Sunday, 9 September 2007

Going west

I'm heading west for three weeks - Perth, Margaret River, Geraldton, Abrolhos Islands etc etc, and family to visit. I'll update if I can but probably won't get the picture thing happening.

Wednesday, 5 September 2007

Seaview Park wildlife

Not only people find flowers attractive. I went to Seaview Park to visit the flowers and so did the Pomaderris Moth Casbia eccentritis. It seemed that every time I took a step I disturbed a moth. The preconceived idea that moths fly only at night 'flew out the window'. And they're very difficult to see after they land. This one was looking a little 'moth-eaten'.

Casbia eccentritis

Eriophora biapicata

The tiny Orb-weaver Eriophora biapicata was suspended on its web in the middle of the Acacia paradoxa and blowing about wildly in the wind, suspended head down. This photo is one of those miracles that occasionally happen against the odds. I won't be showing the ten photos I took that were totally blurred!
The beautiful little pale-blue flowers of the New Holland Daisy Vittadinia gracilis were hardly noticeable. And neither was the bug sitting on one of them. The Seed bug (of the Lygaeidae family) posed nicely while I took his photo.

Seed Bug

A little flock of Yellow-rumped Thornbills passed through from bush to bush, a male Golden Whistler was calling loudly and a Grey Fantail was having a lot to say. None of these are particularly common in Belmont so it was great to see them paying Seaview Park a visit. All this wildlife, and right here in suburbia. [Thanks Dave, for your help with invertebrate identification.]

An inland coastal cliff

Seaview Park

Scotland's primary export is the haggis, a small, fur-covered creature with one leg shorter than the other. I felt rather like a haggis yesterday as I clambered over the 40 degree slope that is Seaview Park.
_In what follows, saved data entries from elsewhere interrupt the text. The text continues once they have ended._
PR #171, opened 2018-05-31
refactor(#122): make plugin hint effective for all plugins 

### LINKED ISSUE #6: PR title verification (semantic messages)

### LINKED ISSUE #122: Make plugin_hint effective for all plugins
At this moment we only support plugin hints for Test Keeper plugin and the logic how we construct messages is living in the plugin package itself.

As we introduced `plugin_hint` concept to the global plugin configuration we have to enhance this functionality to be available for other plugins too.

The limestone escarpment on the south bank of the Barwon River at Geelong is a very small patch of vegetation that survives despite the pressures of suburbia, and the vegetation is a remnant from the time when it was a coastal cliff millions of years ago. It used to be classified as a 'limestone woodland complex' but now it's a 'coastal alkaline scrub'. Either way it's spectacular.

Zygophyllum billardierei

Pimelea glauca

Yesterday a lot of the flora was flowering - Pale Fan-flower Scaevola albida, Kangaroo Grass Themeda triandra, Running Postman Kennedia prostrata, Coast Twin-leaf Zygophyllum billardierei, Common New Holland Daisy Vittadina gracilis, Hedge Wattle Acacia paradoxa and Smooth Rice-flower Pimelea glauca - but from the road below it just looks like a bank of green. The most important plant on the site is the Coast Wirilda Wattle Acacia retinodes var. ulicifolia. It is classed as rare in Victoria and grows well in the park despite occasional threats (the latest was a 'secret' cubbyhouse being built under the trees). The wattle wasn't flowering yesterday but there were buds so I must go back in a few weeks time.The limestone outcrops support a healthy cover of lichens and mosses that I must explore another time also. I'll walk the other way so my legs grow evenly.

Scaevola albida

Sunday, 2 September 2007

Hidden valley (2)

Bridge over Moorabool River

We had enjoyed a busy Fathers' Day. It was getting late in the afternoon, the light was fading, but we decided to look for another view (see previous blog entry) of the roadworks for the new freeway over the Moorabool River at Fyansford. After parking the car at a likely spot and walking about a kilometre we came to the west bank of the river and saw this below us. Success at last! A newly-arrived Clamorous Reedwarbler was singing loudly in the vegetation below us, ducks were swimming on the river and all around us birds were calling. A pair of Black-fronted Dotterels were on the edge of a water-storage dam for the roadworks. All this proves something. Maybe it is evidence that wildlife will fill niches whatever is going on around them?